Integrating scikit-learn with Pandas DataFrames
Scikit-learn operates primarily on numpy matrices, which don’t preserve important DataFrame attributes such as feature names and column data types. This lack of integration can make preprocessing and model building cumbersome, especially when dealing with categorical features and missing values.
To address these challenges, we’ll build a Pipeline with the following objectives:
- Apply a ColumnSelector to filter relevant columns from the DataFrame
- Use a TypeSelector to differentiate between numerical, categorical, and boolean features
- Construct a preprocessing Pipeline to handle missing values, encode categorical features, and scale numerical features
- Combine the preprocessing Pipeline with a classifier for model training and evaluation
Example with Churn Dataset
For our demonstration, we’ll use the churn binary classification dataset from the Penn Machine Learning Benchmarks.

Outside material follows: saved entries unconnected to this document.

Issue #1523, opened 2018-01-25
New Site: Team page


hzoo:
Basically the same idea as in https://github.com/babel/website/issues/1522

We need to port the [team](https://babeljs.io/team) page in the new site since the old one used jekyll (`{% for category in site.data.team %}`) and bootstrap css

This would be targeting the [`docusaurus`](https://github.com/babel/website/tree/docusaurus) branch, not master.

> I would read through some of the docs: https://docusaurus.io/docs/en/installation.html + and check out the branch

- [ ]  we need to basically convert the [team](https://github.com/babel/website/blob/docusaurus/team.md) page + https://github.com/babel/website/blob/docusaurus/_includes/member.html into a react component and put it into [website/pages/en](https://github.com/babel/website/tree/docusaurus/website/pages/en) as `team.js`
- [ ] should probably move the [data](https://github.com/babel/website/blob/docusaurus/_data/team.yml) into a different file or just in the team.js file itself (doesn't matter to me right now).
- [ ] will need to re-create/create styling for that page: current styling at https://github.com/babel/website/blob/docusaurus/_sass/pages/_team.scss. Totally fine if you can improve on what's there as well so it doesn't "have" to look the same

cc @rajzshkr since you had worked on this originally but open to other help

EDIT: would be nice to include https://github.com/babel/website/issues/1457 too (an area for each team member to say something)

abiduzz420:
Hi @hzoo This is a wonderful opportunity for contribution to babel ecosystem. I would like to take up this issue. Right now, just figuring out different things in the new branch Docusaurus.

hzoo:
Closed by https://github.com/babel/website/pull/1530

Issue #1457, opened 2017-11-07
Updates to the team page


hzoo:
https://babeljs.io/team

I think we continue to improve on this page, and take from some things from [vue](https://vuejs.org/v2/guide/team.html).

We don't have translated docs yet (we should figure that out too), and also versioned docs 😛 
but I do like the links to location/language?

aside: I would like to add a blurb from everyone who wants to say something - like how they got involved, etc

hzoo:
Also add @angus-c and @jdan as part of this

PR #1530, opened 2018-01-27
Team page designed for the new website

abiduzz420:
##### Changes Made:
- Added `team.js` in `website/pages/en/`
- Added `team.css` in `website/static/css/`
- In `team.yml` the keys are changed from kebab case to camel case
- Moved `_data/team.yml` -> `website/data/team.yml`
- Moved `icons` directory: `_includes/icons` -> `website/static/img/icons`
- Included new team members

This PR solves issue #1523 

_Please let me know if I need to make any further modifications or changes._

This dataset contains 5000 observations with 15 numeric features, 2 binary features, and 2 categorical features.
Let’s start by loading the dataset and setting appropriate column data types.
python
# Load dataset and set column data types
df = pmlb.fetch_data('churn', return_X_y=False)
# Define feature columns
x_cols = [c for c in df if c not in ["target", "phone number"]]

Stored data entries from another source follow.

Issue #1525, opened 2018-01-26
New Site: REPL page


hzoo:
Part of https://github.com/babel/website/pull/1521

> Current REPL is at: https://babeljs.io/repl

TL;DR is that we need to load the REPL page in docusaurus somehow.
Now since the repl is just a react component, it seemed like we could just add it to `website/pages/en` but because the current implementation using `codemirror` uses browser specific code like `navigator` etc it won't work when trying to render via docusarus on the server side.

Options: use a different module like react-codemirror (too much work), only load that part of the code on component mount (might be too much work), or just load the bundled version into a separate html page (like the current repl does).

Current JS code for it is at https://github.com/babel/website/tree/master/js/repl
HTML is at https://github.com/babel/website/blob/master/repl.html
webpack file is https://github.com/babel/website/blob/master/webpack.config.js
makefile at https://github.com/babel/website/blob/master/Makefile (might want to keep the webpack commands)

It's simple enough to convert these to script tags:

https://github.com/babel/website/blob/master/repl.html#L6-L20

For this part:

https://github.com/babel/website/blob/50e09bdceeee658a621ce9a85ddc7ca4fa15c38f/repl.html#L21-L22

We'll have to look at https://github.com/babel/website/blob/50e09bdceeee658a621ce9a85ddc7ca4fa15c38f/_includes/scripts.html#L35-L53

nicolo-ribaudo:
I'd like to work on this (it would be my first PR to the website I think)

hzoo:
Ooh ok, let me know if you need context on the repl still - or just message in our slack

hzoo:
Closed by https://github.com/babel/website/pull/1533

PR #1533, opened 2018-01-28
Docusaurus repl

nicolo-ribaudo:
The options bar doesn't look exactly like in the old repl, because the base font size changed (it was 10px in the old site, while it is 16px in the new one).
I think that less compact it looks nicer, but if you want I can scale it down like it was.

I'd like to prerender the repl component with docusaurus, but since it will require some more work I opened this PR so that we have a working implementation in the meantime.

Fixes https://github.com/babel/website/issues/1525

---

https://deploy-preview-1533--babel.netlify.com/repl.html


website/pages/en/repl.js
```diff
@@ -0,0 +1,44 @@
+"use strict";
+
+const React = require("react");
+
+const styles = [
+  "https://unpkg.com/codemirror@5.30.0/lib/codemirror.css",
+];
+
+const scripts = [
```
nicolo-ribaudo: Do you know if there is a way to define some scripts in `siteConfig.js#scripts` which are only included in this page, instead of doing like this?

js/repl/Repl.js
```diff
@@ -553,12 +553,13 @@ const styles = {
     flex: "0 0 auto",
   }),
   repl: css({
-    height: "100%",
+    height: "calc(100vh - 50px)", // 50px is the header's height
```
xtuc: I'm not sure if `calc` has a good browser support?

rajzshkr: From IE11+ calc is supported.

nicolo-ribaudo: Is there a way with the emotion library to do something like this?

```css
.repl {
  heigh: 100%;
  height: calc(100vh - 50px);
}
```

xtuc: You mean having two times the `height` attribute? Like a fallback in case the `calc` doesn't work?

We can try to ping @tkh44.

nicolo-ribaudo: > You mean having two times the height attribute? Like a fallback in case the calc doesn't work?

Yes!
Anyway, later I will try to make it work without using `calc`.

tkh44: Seems to work fine 😄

binary_features = ["international plan", "voice mail plan"]
categorical_features = ["state", "area code"]
Building the Pipeline Components
1. Column Selector
python
class ColumnSelector(BaseEstimator, TransformerMixin):
def __init__(self, columns):
self.columns = columns
def fit(self, X, y=None):
return self
def transform(self, X):
assert isinstance(X, pd.DataFrame)
try:
return X[self.columns]
except KeyError:
cols_error = list(set(self.columns) - set(X.columns))

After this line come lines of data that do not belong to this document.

PR #1539, opened 2018-01-29
Amathur/user follow up

ajaymathur:
follow up to : https://github.com/babel/website/pull/1529

removed nested styles where not needed.

### DIFF
--- a/website/static/css/users.css
+++ b/website/static/css/users.css
@@ -1,27 +1,27 @@
-.mainContainer .showcaseSection .logos {
+.showcaseSection .logos {
     background: #eee;
     border-radius: 5px;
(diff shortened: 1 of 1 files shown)


website/static/css/users.css
```diff
@@ -1,52 +1,52 @@
...
-  .mainContainer .showcaseSection .babel-user-link {
-    display: block;
-    position: relative;
-    height: 120px;
-    padding: 10px;
-    margin: 15px 0;
-    background: #fff;
-    border-radius: 5px;
-  }
+.mainContainer .showcaseSection .babel-user-link {
```
ajaymathur: need main container here as default styles are more specific than this.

raise KeyError("The DataFrame does not include the columns: %s" % cols_error)
2. Type Selector
python
class TypeSelector(BaseEstimator, TransformerMixin):
def __init__(self, dtype):
self.dtype = dtype
def fit(self, X, y=None):
return self
def transform(self, X):
assert isinstance(X, pd.DataFrame)
return X.select_dtypes(include=[self.dtype])
3. Preprocessing Pipeline
python
preprocess_pipeline = make_pipeline(
ColumnSelector(columns=x_cols),
FeatureUnion(transformer_list=[
("numeric_features", make_pipeline(
TypeSelector(np.number),
Imputer(strategy="median"),
StandardScaler()
)),
("categorical_features", make_pipeline(
TypeSelector("category"),
Imputer(strategy="most_frequent"),
OneHotEncoder()
)),
("boolean_features", make_pipeline(
TypeSelector("bool"),
Imputer(strategy="most_frequent")
))
])
)
Model Training and Evaluation
python
classifier_pipeline = make_pipeline(
preprocess_pipeline,
SVC(kernel="rbf", random_state=42)
)
param_grid = {
"svc__gamma": [0.1 * x for x in range(1, 6)]
}
classifier_model = GridSearchCV(classifier_pipeline, param_grid, cv=10)
classifier_model.fit(X_train, y_train)
Conclusion
By building a scikit-learn Pipeline with pandas DataFrame-friendly components, we’ve simplified the integration process and created a streamlined workflow for preprocessing and model building. This approach enhances reproducibility, scalability, and readability of machine learning pipelines, ultimately leading to more efficient model development and deployment.